# Eclectic song choices on shuffle - what you got?



## nbray67

A simple thread, just random songs from my vast array of listening pleasure on my trusty Sandisk MP3 player on shuffle.

Anyone else with quite diverse listening pleasures? What you got? If I like it I'll add it to my play list.

Today's choice -

The XX - I Dare You.
A very under rated duo.


----------



## muzzer

I like all sorts, from Rock and Metal to Soul and dance music

But with a nod to Avengers Infinity War

The Spinners Rubberband Man


----------



## GleemSpray

The Monochrome Set - Jet Set Junta


----------



## 66Rob

Just had these playing this afternoon

Aaron Kellim - Where are we going
Earth Wind & Fire - Fantasy
David Soul - Silver Lady
Crowded House - Weather with you 

How's that for a mix:lol:


----------



## GeeWhizRS

muzzer said:


> The Spinners Rubberband Man


From a certain topless mud wrestling scene in the movie Stripes. 👌

Try 'Hunger Strike' by 'Temple of the Dog'


----------



## muzzer

GeeWhizRS said:


> From a certain topless mud wrestling scene in the movie Stripes. 👌
> 
> Try 'Hunger Strike' by 'Temple of the Dog'


Was a big fan of their predecessor Mother Love Bone

To throw another one into the mix
Aamin Van Buren ft hilight tribe - Great Spirit


----------



## Caledoniandream

Have an very wide taste of music from Mozart, to Johnny Cash, Glen Campbell, Golden Earring, Fleetwood Mac, but have a memory stick in the car with 4000 tracks, always on shuffle play, my favourite at the moments is Freya Ridings, young but a surprise voice.


----------



## nbray67

Today's shuffle -

A little throw back here with one of, if not, the best voices ever. Some of our younger members may not know this iconic tune from an iconic film.

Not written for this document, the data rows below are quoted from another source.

PR #166, opened 2021-09-17
Add Clinical Data to DICOM SR Functionality

Tamookk:
This PR adds Clinical Data to DICOM SR functionality. An overview of the changes made:

- The existing clinical data form and exporting have been removed.
- The first time welcome window has been changed to allow the user to select a CSV file to gather patient clinical data from. The path of this CSV file is written to the same database that the default directory is written to (this can be skipped).
- An option in the add-on options menu has been added that allows users to change the file path of the CSV file to load patient clinical data from.
- When a dataset is opened, its ID is checked against the list of IDs in the patient clinical data CSV. If these IDs match, the table in the clinical data tab is automatically populated with the matching data in the CSV file.
- When clinical data is imported from a CSV, a DICOM SR file is generated and populated with this same clinical data. This SR file is written to the dataset directory. Please note that while these generated SR files can (and should) be made more structured, this is out of the scope of this functionality. Generated SR files have been tested and found to be compliant using DVTK.
- OnkoDICOM can now open SR files.
- If OnkoDICOM opens a clinical data SR file generated by OnkoDICOM, then the data within this SR file is used to populate the clinical data tab.

Please use this CSV and these datasets for testing:
- [CSV file](https://redmine.didymodesigns.com.au/attachments/737)
- [Dataset 1](https://redmine.didymodesigns.com.au/attachments/732)
- [Dataset 2](https://redmine.didymodesigns.com.au/attachments/739)
- [Dataset 3](https://redmine.didymodesigns.com.au/attachments/740)


JThomas2020 (changes requested):
Hey, mostly working, found one error with anonymisation:

`<class 'KeyError'> 'Comprehensive SR Storage' <traceback object at 0x7f11c054ad40>
  File "/home/josh/team_14/OnkoDICOM/src/Controller/ActionHandler.py", line 354, in anonymization_handler
    hashed_path = self.__main_page.call_class.run_anonymization(
  File "/home/josh/team_14/OnkoDICOM/src/Controller/MainPageController.py", line 397, in run_anonymization
    target_path = anonymize(path, dataset, filepaths, raw_dvh)
  File "/home/josh/team_14/OnkoDICOM/src/Model/Anon.py", line 811, in anonymize
    ds_pseudo_full_path = create_filename_from_dataset(
  File "/home/josh/team_14/OnkoDICOM/venv/lib/python3.8/site-packages/pymedphys/_dicom/anonymise/core.py", line 212, in create_filename_from_dataset
    mode_prefix = DICOM_SOP_CLASS_NAMES_MODE_PREFIXES[ds.SOPClassUID.name]
KeyError: 'Comprehensive SR Storage'`

To re-create:
1. Open Dataset 1 with the clinical data loaded
2. Click Anonymise

Also for the first time user window, I can't proceed if I only want to choose a csv file and no default directory, while it's probably not necessary as most people will specify a directory, would it be worthwhile to let a user save their csv data only?

I have a question with anonymization (this is probably out of scope so don't stress) but in Dataset 1, the clinical data contains gender, age and location info however those are blank in the DICOM tree, they're also blank in the row above the widget (i.e. Gender: one, Dob: ). Is anonymization meant to remove that information from the clinical data as well? And when anonymization occurs, will the SR file be stored? 

Otherwise, this is really great work! I've found no more issues and code looks neat with all relvant docstrings.

Tamookk:
Thank you for picking up the anonymisation problem, I'll get onto that right away. The first time window not letting you proceed is an oversight on my behalf too, I'll sort that out as well. 

> I have a question with anonymization (this is probably out of scope so don't stress) but in Dataset 1, the clinical data contains gender, age and location info however those are blank in the DICOM tree, they're also blank in the row above the widget (i.e. Gender: one, Dob: ). Is anonymization meant to remove that information from the clinical data as well?

I'm not actually sure. This never crossed my mind before. It would be difficult to do as the only constraint for the clinical data CSV is that the first column is the patient's ID. Without any strict standard or constraints it would be nearly impossible to determine which fields involve personal information without looking at the data and taking an educated guess (which in oncology I'd assume guessing is something you want to avoid), or prompting the user to ask them if any columns in the CSV contain identifying data. 

> And when anonymization occurs, will the SR file be stored?

This also never crossed my mind. Thinking about it, the SR files should be anonymised also during the anonymisation process as many attributes in the SR file are copied from other files in the dataset. However, doing this would be pointless if there was no way to remove identifying data from the clinical data stored in the SR. I'll ask around on what I should do concerning these two problems. Thank you for bringing them up, this is very important!

DuyTungHa:
The pipeline seems to run forever. (I have manually stopped it). 
Please fix this issue first then I will continue my review. 
I think it has something to do with the GUI testing.

Tamookk:
I had a look at the unit tests and noticed that they were stalling on the first time welcome window test due to the changes in the most recent commit. An error message dialogue is now appearing when it wasn't before, which the test was not changed to account for. I have updated the relevant unit test to hopefully fix this. Thank you for bringing this to my attention!

Tamookk:
I have been informed that tags in SR files should be anonymised as normal, but the anonymisation of the data within the file is up to the user. So, anonymisation has been fixed and now works with Comprehensive SR files.

JThomas2020 (commented):
When the anonymisation occurs, for some reason my Onko gets killed as the RAM approaches 8GB (the max ram for my VM). After killed, all files are anonymized however the DICOM-Sr file doesn't load. These are probably just be on my end though and I'll keep testing to try and pinpoint whats happening

Tamookk:
That's interesting. I just tested for myself now in both Windows and Ubuntu and RAM usage barely changed, if at all, when performing anonymisation. Please let me know if you find the problem!

JThomas2020:
Update: Testing on a fresh clone, anonymisation fails when opening a patent with data imported from clinicaldata.csv, not the SR file. SR file anonymisation works perfectly.

Tamookk:
Anonymisation works for me in this case but the generated SR file is not copied over to the anonymised directory, if that is what you mean? I'll fix that up.

JThomas2020:
Just to clarify, this is how I got the error

1. Load a patient who does not have an SR file but has data in the .csv, so clinical data is loaded from clinicaldata.csv
2. Immediately anonymise

Now when i reload the patient and choose to load the SR file as well, it all works for me. What i think is happening is while the information is there, because it's loaded via the csv, the sr file path is not stored in patient dict container (as it cannot have been selected before it exists). That's just my intuition

Tamookk:
Ah, I understand. I think what is happening is the patient dict container isn't updated with the SR when it is generated, so it was not being copied over to the anonymised dataset. I fixed that but encountered another problem - OnkoDICOM reads the series description for SR files to determine what data is stored in the SR (to see if it is clinical data and thus should be read and displayed), but this tag was being anonymised. So, when opening a dataset with an anonymised Clinical Data SR, OnkoDICOM didn't recognise it as such. Hopefully both of these problems have now been fixed!

JThomas2020 (approved):
Team 19, Great work guys!

src/Model/ROI.py
```diff
@@ -424,9 +424,16 @@ def get_pixluts(dict_ds):
...
+            if isinstance(ds, str):
+                if ds[0:3] != 'sr-':
+                    img_ds = dict_ds[ds]
+                    pixlut = calculate_matrix(img_ds)
+                    dict_pixluts[img_ds.SOPInstanceUID] = pixlut
+            else:
+                img_ds = dict_ds[ds]
+                pixlut = calculate_matrix(img_ds)
+                dict_pixluts[img_ds.SOPInstanceUID] = pixlut
+
```
DuyTungHa, line 436: I think you can merge the if statements. That will reduce the duplicated codes. (429-431 and 433-435).

DuyTungHa (commented):
I thought that this export clinical data function has been removed ?
image

src/Model/ROI.py
Tamookk: The code was written this way under the assumption that if the `if` statements are merged, e.g. `if (isinstance(ds, str)) and (ds[0:3] == 'sr-')`, and ds wasn't a string, then there would be a type error with the second operand. I did this as I wasn't sure if Python checked both operands, or just the first. However upon getting this comment I had a look at the Python documentation, which states:

> The expression `x and y` first evaluates _x_; if _x_ is false, its value is returned; otherwise, _y_ is evaluated and the resulting value is returned.

https://docs.python.org/3/reference/expressions.html?highlight=boolean#boolean-operations

So I think the if statements can safely be merged. Thank you for bringing this up! Thanks for bringing up the "Export Clinical Data" option in the toolbar too. Just a simple oversight that will also be fixed.

minhhuyxx:
Hey, I notice that several type-1 tags are empty. Have you discussed this with Dr Swerdloff?

Tamookk:
All tags that are empty in the code are ones that are required but can be left empty if unknown. As stated in the description for the PR, these generated SR files can (and should) be made more structured (which includes filling out these tags, structuring the data better than a single text dump, etc.), but all of this is out of the scope of this functionality. It's expected that future teams/development could build upon this work to achieve this, as the aim of this functionality was to get the bare minimum required to generate a compliant file (compliance has been tested with DVTK and the files pass) and fill it with clinical data.

SR file generation was done in consultation with the resident DICOM expert who himself stated that doing this properly is very complicated and would take quite a while to achieve. It was recommended that it should be improved, however due to the limited amount of time available for development on this functionality it was agreed that it is fine as-is. I hope this answers your question!

(and I hope I haven't misunderstood anything during my SR generation discussions and done something majorly wrong here!)

DuyTungHa (approved):
Team23

PR #168, opened 2021-09-21
Hierarchy of objects

minhhuyxx:
This PR changes the original DICOM structure tree into a hierarchy of objects which is required to distinguish RT files if there are more than one RT file of each type existing in the same directory. Please refers to the original [comment](https://github.com/didymo/OnkoDICOM/pull/126#issuecomment-885979975) about the hierarchy of objects if you need more info about it.

- New UI for open patient window's DICOM tree: Image series are always displayed upon searching completed. Users can open/close a node's child branches by clicking on the node. 
- New file selecting logic: RT files can only open with an image set if the RT files reference the image set or reference another RT file that references the image set. SeriesInstanceUID, SOPInstanceUID, FrameOfReferenceUID, and ReferencedFrameOfReferenceUID are used to check the referencing between files. All other logics are kept the same (only one file of each type can be selected, only one patient can be selected, etc.)
- Popup window to select a RTSS from a list of existing RTSSs attached to the selected image set: When users only open an image set, then proceed to draw new ROIs or convert isodoses to ROIs, the program will pop up a window to prompt for an exact RTSS that the users want the new ROIs to be saved to from a list of existing RTSSs.


src/View/util/SelectRTSSPopUp.py
```diff
@@ -0,0 +1,122 @@
...
+        # Add all components to a vertical layout
+        self.layout = QVBoxLayout()
+        self.layout.addWidget(self.explanation_text)
+        self.layout.addWidget(self.scroll_area)
+        self.layout.addWidget(self.button_area)
+        self.setLayout(self.layout)
+
+    def on_checkbox_clicked(self, checkbox):
+        """
+        function to control selected rtss
```
Tamookk, line 103: Missing `:param checkbox` here.

Tamookk (commented):
Everything works as described, no issues encountered with new functionality. Fantastic work! Just that one small thing to fix up and I'll approve.

src/View/util/SelectRTSSPopUp.py
minhhuyxx: Thanks, @Tamookk. Comment has been added to clarify that function.

Tamookk (approved):
Great work! Team 14

JThomas2020 (approved):
Team 19, great job, everything works as described

PR #169, opened 2021-09-21
Add SUV2ROI Functionality

Tamookk:
This PR adds SUV to ROI functionality to OnkoDICOM. An overview of features added:

- When a PET dataset has been opened, a new button appears in the bottom right of the DICOM View that allows the user to initiate the SUV2ROI process.
- When clicking this button, PET pixel values (stored in units of Bq/mL) are converted into standard uptake values (SUVs). These SUVs are then used to generate ROIs for each SUV level, from 1 up to the maximum SUV value.
- Patient weight is required for the SUV2ROI process, so if a dataset does not include the patient's weight, the user will be prompted to enter it in kilograms. If they do not enter a number, they will continue to be prompted until they do, or close the prompt. If no patient weight is entered, SUV2ROI does not take place.

Please note that SUV to ROI functionality only works on PET files that are both attenuation and decay corrected - the process will stop and not proceed otherwise (however from the PET datasets I have seen, every one of them was attenuation and decay corrected).

Please use the following datasets for testing: [dataset 1](https://redmine.didymodesigns.com.au/attachments/731), [dataset 2](https://redmine.didymodesigns.com.au/attachments/733), [dataset 3](https://redmine.didymodesigns.com.au/attachments/713). None of these datasets include patient weight, so when prompted for patient weight enter a number in the range of 70-80.


JThomas2020 (commented):
Great work guys, one question, if a patient already has a weight inputted, is it possible to retrieve the stored patent weight when the patient weight dialog opens again, might be good if someone forgets the weight they inputted?

Tamookk:
That's a good idea, however I'm not sure how often the scenario would arise where SUV2ROI would have to be performed on the same dataset twice. Unless the user deletes the RT Struct or removes all SUV ROIs by accident, for example.

JThomas2020:
Thats fair, if thats the case then would it be worthwhile to hide the button if a weight is already stored?

Tamookk:
The weight is currently not stored after it's entered. There's nowhere to store it (except perhaps in the PET DICOM files), however I don't want to add anything to these in case the weight is inaccurate. While it is a bit inconvenient, I think that leaving the button and asking for a weight every time (if it does not already exist in the PET files) is the safest route.

JThomas2020 (approved):
Team 19, Great work guys, thanks for being quick to respond to my questions

DuyTungHa:
I have a few comments:
1. If you open dataset2, series [WB_NAC] (255 images), and use the function with the input of 80kg, in the terminal you will see "Boundaries could not be calculated" and the following window will pop-up. Is this situation expected ? 
image
2. I think that you should use onkoDICOM's stylesheet for your window/dialog. Currently, the buttons are using default styling of PySide6.

Tamookk:
Interesting regarding the pop-up. That isn't expected, I'm not sure why that's triggering. I'll see if I can find the cause. As for the styling, I'll fix that up.

DuyTungHa (commented):
I have some other comments:
1. Should we have a stricter input validation? I mean I can enter a negative integer value and the process still runs. 
2. If the input value is invalid, I think it is better to disable the ok button and show an indicator underneath the input bar. (This one is just a recommendation. Up to you whether you want to do it).

Tamookk:
Oops, I forgot about negative numbers... That's fixed. I'll leave the feedback for invalid inputs for now. What is there works and it's easy enough to change in the future if needed.

DuyTungHa (approved):
Team23

JThomas2020 (approved):
Team 19, just re-confirming approval. Good job guys!

PR #170, opened 2021-09-22
Remove file selecting restriction

minhhuyxx:
This PR partially removes some file selecting restrictions. Now, users can open RT files as long as they are all attached to the same image set.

Matt Munro - On Days Like These.


----------



## muzzer

Talking of great voices

The Propellerheads ft Shirley Bassey - History Repeating


----------



## ridders66

I enjoy listening to Arno Carstens, he is excellent. 




I am a huge Springsteen fan and think his very early stuff, from when he was barely known, is some of his best stuff. 




Walter Trout, in a word, awesome. And a gentleman too, I met him many years ago and he was a pleasure to talk too. 




Vulgar Boatmen.


----------



## ridders66




----------



## ridders66

And for those who think Springsteen is just Born To Run, Glory Days and Born in the USA, and all the other stuff the radio plays, take a listen to his very early stuff. Epic stuff.


----------



## Shiny

Mine's quite eclectic, although i've gone for an alphamabetical playlist through my 15,000 odd songs on my phone. A year and a half of an hour walking a day with my headphones in and i've reached the "I"s.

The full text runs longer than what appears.